# Soke Charles Fisher



## Hollywood1340 (Jan 10, 2004)

Ever hear of him? I was googling across the web and stumbled across his website . He is the head of the SAKANA-DAN RYU GOJU-KENPO KARATE-JUTSU 
(FISH-MAN STYLE HARD SOFT-FIST LAW EMPTY HAND-ART) syle and is also a fith degree in EPAK, and a forth in Kajukenbo. He seems well travled and a pretty remarkable guy. Just thought I'd pass it on.


----------



## Seig (Jan 10, 2004)

From Page 3 of Bio 


> 24--NINJUTSU STUDIO
> 12452 OXNARD STREET
> NORTH HOLLYWOOD, CALIFORNIA 91606-4516
> I LEARNED NINJUTSU (STEALTH ART) AND TAUGHT KENDO (SWORD WAY) AND KENJUTSU (SWORD ART). THE OWNER WAS FRANK W. DUX, SHIDOSHI.
> ...


Frank Dux?  :shrug: 


> (2)--INTERNATIONAL KENPO KARATE ASSOCIATION (IKKA) IN PASADENA, CALIFORNIA--ED PARKER, SHICHIDAN--SEVENTH DEGREE BLACK BELT.
> (A)--SANDAN--THIRD DEGREE BLACK BELT ON JANUARY 21, 1969 AND NOVEMBER 12, 1970 AND THE CODE NUMBER: 1-01-38CFHI-01
> (B)--YODAN--FOURTH DEGREE BLACK BELT ON OCTOBER 22, 1971 AND THE CODE NUMBER: 1-0138CFAP-01
> (C)--GODAN--FIFTH DEGREE BLACK BELT ON OCTOBER 16, 1972 AND THE CODE NUMBER: 1-0138CFAP-01
> ...


No mention of him on the family tree from the IKKO.
No mention of him on the Kenpo Net family tree.
nor here http://www.georgiakenpo.net/lineage/tree00.htm
nor here: http://www.homestead.com/unitedparkerskenpoupk/FamilyTree1.html
nor here: http://www.aksnewarkde.com/Ed Parker Family Tree.html

I have checked several version of the family tree as of the 1982 revision, the man is not on it, anywhere.
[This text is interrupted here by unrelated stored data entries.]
PR #222, opened 2019-01-05
Replace rand with rand_core+rand_os

newpavlov:
You don't have to depend on the whole `rand`, instead `rand_core` and `rand_os` can be used.

### DIFF
--- a/Cargo.toml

The other links he has given do not list a "family tree".


----------



## Shiatsu (Jan 10, 2004)

He isn't on the kajukenbo family tree either.


----------



## John Bishop (Jan 10, 2004)

Actually he is on the Kajukenbo family tree under John Leoning.  Leoning died in 1978, so I don't think Mr. Fisher has been affliated with Kajukenbo since then.


----------



## Shiatsu (Jan 10, 2004)

Ooops, guess I didn't look close enough


----------



## Hollywood1340 (Jan 10, 2004)

I did take it with a grain of salt. But can anyone explain his 5th cert? My guess is...he came in with it? He doesn't claim training up to his fifth in EPAK, it's just....there.


----------



## Seig (Jan 11, 2004)

If he really was around in the time frame he says, them maybe Profs White, Conatser,  Chape'l, or Kelly have heard of him.


----------



## KENPOJOE (Jan 16, 2004)

> _Originally posted by Hollywood1340 _
> *Ever hear of him? I was googling across the web and stumbled across his website . He is the head of the SAKANA-DAN RYU GOJU-KENPO KARATE-JUTSU
> (FISH-MAN STYLE HARD SOFT-FIST LAW EMPTY HAND-ART) syle and is also a fith degree in EPAK, and a forth in Kajukenbo. He seems well travled and a pretty remarkable guy. Just thought I'd pass it on. *



Hi Folks!
After looking at his website and the IKKA membership card [no certificate from the IKKA on his certificate page] I can only sumize that Mr. Fisher received rank recognition due to his Okinawan Kempo/kenpo training, not due to training and achieving black belt rank from training with Mr. Parker. This seems to be the case with Mr. Fisher's Rank from the USKA of Robert Trias. I do recognize mr. Fisher's picture,but not from any association with the IKKA. If he indeed does have a certificate, I'll wager it's the old "small" certificates given to those whose ranks were "recognized" by Mr. Parker, but as I stated previously, he only shows the membership card on his site.
I hope that I was of some service,
KENPOJOE


----------



## Goldendragon7 (Jan 16, 2004)

> _Originally posted by Hollywood1340 _*
> Ever hear of him?
> *



NOPE!   I have NOT.



> _Originally posted by Hollywood1340 _*
> I was googling across the web and stumbled across his website .
> *



So, last I checked...... anyone could throw up a website and put anything and everything they want on it.... NO CHECKS AND BALANCES OR PROOF.
(Beware.....  there is much junk and misinformation out there!)  Don't believe everything you see, read, hear!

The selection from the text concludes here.